At an early point in the movie, I felt it did a full stop when it tried to explore the humanity in R after he rescues Julie. This part, I felt, Levine failed to take advantage of. It felt slow and given to teenage tendencies.  There were scenes that felt out of place or inconsistent with the whole premise. For instance the scene when Julie and R went driving a car on the airport for fun because Julie was bored--and yet no zombie could smell Julie, but we were shown early just how keen zombies are to the presence of the living, come on, why would Julie even do that after the traumatic experience early on?! Then there's also a scene when R narrates that zombies can't run. Yet later on, zombies run.

But that's not my main concern at all.
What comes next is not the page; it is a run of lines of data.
PR #4453, opened 2023-02-10
Hiero/Nuke: originalBasename editorial publishing and loading

jakubjezek001:
## Brief description
Publishing and loading `originalBasename` is working as expected

## Description
Frame-ranges on version document is now correctly defined to fit original media frame range which is published. It means loading is now correctly identifying frame start and end on clip loader in Nuke.  

## Additional info
Loading is only fixed for Nuke but other DCC's should also be treated. Perhaps some abstracted implementation in wider scale should be done.

## Testing notes:
1. Set to use the template for your use case. `plate` family with `source` template.
Animation
2. Open Hiero and add a clip, create to publishable and publish 
3. Open Nuke Load published clip and all should play as it suppose to

### DIFF
--- a/openpype/hosts/nuke/plugins/load/load_clip.py
+++ b/openpype/hosts/nuke/plugins/load/load_clip.py
@@ -222,13 +222,12 @@ class LoadClip(plugin.NukeLoader):
         representation = deepcopy(representation)
         context = representation["context"]
         template = representation["data"]["template"]
-        frame = context["frame"]
-        hashed_frame = "#" * len(str(frame))
-
         if (
             "{originalBasename}" in template
             and "frame" in context
         ):
+            frame = context["frame"]
+            hashed_frame = "#" * len(str(frame))
             origin_basename = context["originalBasename"]
             context["originalBasename"] = origin_basename.replace(
                 frame, hashed_frame
--- a/openpype/hosts/nuke/plugins/load/load_clip.py
+++ b/openpype/hosts/nuke/plugins/load/load_clip.py
@@ -220,8 +220,21 @@ class LoadClip(plugin.NukeLoader):
             dict: altered representation data
         """
         representation = deepcopy(representation)
-        frame = representation["context"]["frame"]
-        representation["context"]["frame"] = "#" * len(str(frame))
+        context = representation["context"]
+        template = representation["data"]["template"]
+        frame = context["frame"]
+        hashed_frame = "#" * len(str(frame))
+
+        if (
+            "{originalBasename}" in template
+            and "frame" in context
+        ):
+            origin_basename = context["originalBasename"]
+            context["originalBasename"] = origin_basename.replace(
+                frame, hashed_frame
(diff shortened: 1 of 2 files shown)


openpype/plugins/publish/collect_otio_subset_resources.py
```diff
@@ -225,3 +237,26 @@ def _create_representation(self, start, end, **kwargs):
         if kwargs.get("trim") is True:
             representation_data["tags"] = ["trim"]
         return representation_data
+
+    def get_template_name(self, instance):
```
iLLiCiTiT, line 241: This is theorectical question which probably does not have solution at this moment:

Template should be calculated based on instance data, not on context data. For example during TrayPublisher publishing `context.data['anatomyData']` contains only project data (because there is not a global asset or task) -> and I know that this is not plugin which runs on traypublisher but still.

Additional theorectical question:
Is this is needed? Why is neededed to change of frames on version data here? I don't know where the files exactly are comming from but they could come from extraction? Could frame fill for version data rather happen during extraction?

openpype/hosts/nuke/plugins/load/load_clip.py
```diff
@@ -220,8 +220,21 @@ def _representation_with_hash_in_frame(self, representation):
...
-        representation["context"]["frame"] = "#" * len(str(frame))
+        context = representation["context"]
+        template = representation["data"]["template"]
+        frame = context["frame"]
+        hashed_frame = "#" * len(str(frame))
+
+        if (
+            "{originalBasename}" in template
+            and "frame" in context
+        ):
```
iLLiCiTiT, line 231: This would crash on single frame representation
```suggestion
        if (
            "{originalBasename}" in template
            and "frame" in context
        ):
            frame = context["frame"]
            hashed_frame = "#" * len(str(frame))
```

openpype/plugins/publish/collect_otio_subset_resources.py
jakubjezek001: I get your point. I would like to have rather instance anatomy data then context but the order is wrong here. I will try to shift order of this plugin after `collect_anatomy_instance_data.py` and see if it works. 

Regarding necesity - unfortunatelly there is not other way to find out if I should use media framerange for version or workfile framerange. This should have been done based on the condition if `"{originalBasename}"` is in template path and only way to find out is to get template set for the host/family presets.

iLLiCiTiT (approved):
Code looks ok

jrsndl (changes requested):
I have a problem loading published plate to Nuke. It looks like loadClip adds the hashes to read node path twice.

The plate name doesn't seem to make a difference. I have the same behavior with source plate named renderTest_v003.####.exr and boxed_mops_v003.Redshift_ROP1.####.exr

Plate published in Hiero 12.2v3, loading tested in Nuke 12.2v3 and 13.2v4

PublishA
PublishB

The inconsistencies are forgivable because I didn't really take the movie as seriously as one would, say, Inception or No Country for Old Men. Of all, it was Palmer's casting that bothered me most. Palmer, in most of her shots, looks and feels like Kristen Stewart--something I cannot find pleasure at. The initial impression to me was that this casting was made to ensure investment returns and that it feels comfortable for Twilight audiences--probably the same target audience of this film--to watch this film. After the movie, I was able to research about how she was cast and it bothered me less. I mean, it's not her fault that she looks like K-Stew. She fought for the role and got it after working hard. Still not a fan of her acting, though, and for those who are bothered by the existence of Kristen Stewart will be bothered by Palmer's casting, too.

K-Stew on the left, Palmer on the right

After the slow parts at the airport, the movie begins to enjoy itself. Levine manages to throw in several genres into the mix: at one point it was funny, in another it was rife with suspense, in another it was full on horror, then action, then romance, then soon enough you can't tell just what genre it is because it stirs so many emotions (sports fan beware, it doesn't transform into a sports flick, though. Sorry).

Analeigh Tipton, who plays survivor Nora, occasionally trumps Palmer in their scenes together. In the film, Nora is the sort of girl who doesn't feel shaken by the Apocalypse or by the fact that she saw her comrades get eaten by zombies--which makes little sense but whatever. She is lively through out and another source of humor for the the remainder of the film as well as a dependable companion.

In the end, the resolution might still be divisive for those who remained and enjoyed the film thus far. For me, it wasn't as weak or corny as one would expect--although you'd know it's going that way and feels predictable. It  manages to be humorous--a bit awkward at spots, but altogether works, albeit limping. As I said earlier, zombie purists wouldn't last the film halfway if they reject the premise. But those who are open and stuck it with Warm Bodies will be rewarded with a film that successfully mashes several genres into a darkly comic oddball full of quirks. And while its resolution or its casting of Palmer is not as strong as the other leads, direction, or screenplay, the zombie purist in me who opened himself up and didn't take the movie as seriously finds that Levine's (or Marion's, for that matter) take on the zombie genre makes for an enjoyable 97 minutes.

Judgment: Zombie purists exercise caution on watching this film. Do not expect this to have a Walking Dead treatment, think Zombieland with a wtf twist. The romance is also light and does not go cheesy so this one is also for the guys. 3.67 stars out of 5.